_TASK INSTRUCTIONS_
With the line that contains "is_socket_alive() is always" as the final line, return every line from the start of the data below exactly.

_DATA EXTRACT_
==========
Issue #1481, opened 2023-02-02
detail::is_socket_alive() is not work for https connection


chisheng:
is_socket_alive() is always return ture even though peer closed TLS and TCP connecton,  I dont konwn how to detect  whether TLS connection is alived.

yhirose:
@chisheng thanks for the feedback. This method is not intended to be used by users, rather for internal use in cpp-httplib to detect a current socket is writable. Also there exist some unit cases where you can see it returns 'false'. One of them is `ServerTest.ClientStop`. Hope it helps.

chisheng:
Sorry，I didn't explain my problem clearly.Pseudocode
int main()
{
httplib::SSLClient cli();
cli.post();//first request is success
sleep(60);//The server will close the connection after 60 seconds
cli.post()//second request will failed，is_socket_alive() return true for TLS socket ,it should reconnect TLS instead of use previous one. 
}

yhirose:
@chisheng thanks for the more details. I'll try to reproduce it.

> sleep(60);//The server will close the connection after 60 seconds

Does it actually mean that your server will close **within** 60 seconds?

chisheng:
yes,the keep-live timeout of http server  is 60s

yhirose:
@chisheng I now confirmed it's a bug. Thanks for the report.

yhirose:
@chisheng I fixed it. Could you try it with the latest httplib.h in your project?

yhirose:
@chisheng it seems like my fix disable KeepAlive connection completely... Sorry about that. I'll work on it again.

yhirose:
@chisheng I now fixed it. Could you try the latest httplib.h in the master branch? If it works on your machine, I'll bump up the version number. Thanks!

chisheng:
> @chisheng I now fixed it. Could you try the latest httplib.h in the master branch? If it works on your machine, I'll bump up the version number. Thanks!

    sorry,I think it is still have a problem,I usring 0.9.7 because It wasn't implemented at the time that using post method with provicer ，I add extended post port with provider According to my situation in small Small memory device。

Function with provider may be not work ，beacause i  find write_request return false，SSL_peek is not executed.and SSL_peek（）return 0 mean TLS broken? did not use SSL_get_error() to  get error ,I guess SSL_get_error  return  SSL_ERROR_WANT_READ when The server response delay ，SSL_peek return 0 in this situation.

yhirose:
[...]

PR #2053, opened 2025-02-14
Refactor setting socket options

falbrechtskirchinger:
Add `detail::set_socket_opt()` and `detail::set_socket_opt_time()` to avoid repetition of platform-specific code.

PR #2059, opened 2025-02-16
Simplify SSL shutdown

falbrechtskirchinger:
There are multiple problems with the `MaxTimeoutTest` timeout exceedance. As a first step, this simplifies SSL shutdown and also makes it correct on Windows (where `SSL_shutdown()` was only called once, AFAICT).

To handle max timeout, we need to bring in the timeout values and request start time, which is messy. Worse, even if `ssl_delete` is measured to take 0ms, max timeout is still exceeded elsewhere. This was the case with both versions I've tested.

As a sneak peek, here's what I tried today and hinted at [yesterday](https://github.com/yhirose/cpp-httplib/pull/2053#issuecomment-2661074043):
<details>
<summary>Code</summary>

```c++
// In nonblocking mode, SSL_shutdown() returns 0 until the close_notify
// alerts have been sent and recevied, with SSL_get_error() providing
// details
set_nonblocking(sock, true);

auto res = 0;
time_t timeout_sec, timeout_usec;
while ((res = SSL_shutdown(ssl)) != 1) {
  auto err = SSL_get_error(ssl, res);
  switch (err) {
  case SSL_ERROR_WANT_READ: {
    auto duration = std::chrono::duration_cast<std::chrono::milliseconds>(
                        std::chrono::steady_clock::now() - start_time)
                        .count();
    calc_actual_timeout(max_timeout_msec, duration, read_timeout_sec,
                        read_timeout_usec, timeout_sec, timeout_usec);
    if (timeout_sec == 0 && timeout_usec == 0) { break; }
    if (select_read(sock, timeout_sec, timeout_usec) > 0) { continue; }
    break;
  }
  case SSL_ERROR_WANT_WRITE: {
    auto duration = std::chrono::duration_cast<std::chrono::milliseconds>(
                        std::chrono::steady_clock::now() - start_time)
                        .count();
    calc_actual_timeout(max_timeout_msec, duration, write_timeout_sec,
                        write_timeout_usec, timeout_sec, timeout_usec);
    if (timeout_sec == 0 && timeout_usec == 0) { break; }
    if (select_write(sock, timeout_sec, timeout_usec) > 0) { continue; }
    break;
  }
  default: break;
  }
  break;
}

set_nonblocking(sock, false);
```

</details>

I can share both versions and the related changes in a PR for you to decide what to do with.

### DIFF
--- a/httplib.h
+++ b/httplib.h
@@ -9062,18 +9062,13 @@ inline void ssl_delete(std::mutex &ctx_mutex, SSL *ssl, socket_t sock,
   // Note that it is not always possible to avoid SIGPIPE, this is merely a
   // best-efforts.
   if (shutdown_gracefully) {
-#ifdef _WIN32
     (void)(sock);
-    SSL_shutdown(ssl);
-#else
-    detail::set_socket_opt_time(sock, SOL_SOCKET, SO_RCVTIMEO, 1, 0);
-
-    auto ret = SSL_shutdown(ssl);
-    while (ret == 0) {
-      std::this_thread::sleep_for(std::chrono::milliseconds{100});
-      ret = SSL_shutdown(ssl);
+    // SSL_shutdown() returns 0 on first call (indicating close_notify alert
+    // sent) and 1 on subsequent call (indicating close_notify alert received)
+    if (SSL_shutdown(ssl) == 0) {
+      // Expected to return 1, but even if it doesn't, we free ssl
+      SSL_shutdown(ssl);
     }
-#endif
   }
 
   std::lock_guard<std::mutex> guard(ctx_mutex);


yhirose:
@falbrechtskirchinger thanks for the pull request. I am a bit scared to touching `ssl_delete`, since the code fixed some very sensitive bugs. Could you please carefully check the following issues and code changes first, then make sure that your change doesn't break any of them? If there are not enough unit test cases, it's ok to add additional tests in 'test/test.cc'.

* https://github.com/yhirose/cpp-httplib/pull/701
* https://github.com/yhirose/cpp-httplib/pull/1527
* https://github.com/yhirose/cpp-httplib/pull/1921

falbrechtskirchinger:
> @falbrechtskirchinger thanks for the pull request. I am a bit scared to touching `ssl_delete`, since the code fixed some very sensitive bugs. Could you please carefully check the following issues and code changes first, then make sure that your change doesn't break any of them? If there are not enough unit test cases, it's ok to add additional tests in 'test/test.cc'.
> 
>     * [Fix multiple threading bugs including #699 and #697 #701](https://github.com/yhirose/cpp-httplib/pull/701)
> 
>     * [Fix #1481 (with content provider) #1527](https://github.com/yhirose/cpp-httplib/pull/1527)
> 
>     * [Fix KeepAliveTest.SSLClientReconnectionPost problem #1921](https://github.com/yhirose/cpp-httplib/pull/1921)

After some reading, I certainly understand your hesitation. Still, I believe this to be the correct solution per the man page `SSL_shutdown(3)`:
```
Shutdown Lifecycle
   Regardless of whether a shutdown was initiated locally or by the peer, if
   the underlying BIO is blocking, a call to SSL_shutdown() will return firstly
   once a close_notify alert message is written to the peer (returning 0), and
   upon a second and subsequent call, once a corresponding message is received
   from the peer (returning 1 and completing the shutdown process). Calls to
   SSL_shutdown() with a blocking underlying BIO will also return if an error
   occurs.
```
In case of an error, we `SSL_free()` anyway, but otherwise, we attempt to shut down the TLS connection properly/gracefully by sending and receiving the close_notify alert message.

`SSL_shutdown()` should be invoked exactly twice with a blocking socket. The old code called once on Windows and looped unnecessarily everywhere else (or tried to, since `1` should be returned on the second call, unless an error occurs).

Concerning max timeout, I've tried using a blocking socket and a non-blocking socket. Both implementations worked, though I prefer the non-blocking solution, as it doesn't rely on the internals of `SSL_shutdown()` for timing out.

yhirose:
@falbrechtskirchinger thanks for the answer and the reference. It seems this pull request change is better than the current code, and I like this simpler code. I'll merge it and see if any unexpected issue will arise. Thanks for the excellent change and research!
==========
_OUTPUT FOR THIS TASK_
Issue #1481, opened 2023-02-02
detail::is_socket_alive() is not work for https connection


chisheng:
is_socket_alive() is always return ture even though peer closed TLS and TCP connecton,  I dont konwn how to detect  whether TLS connection is alived.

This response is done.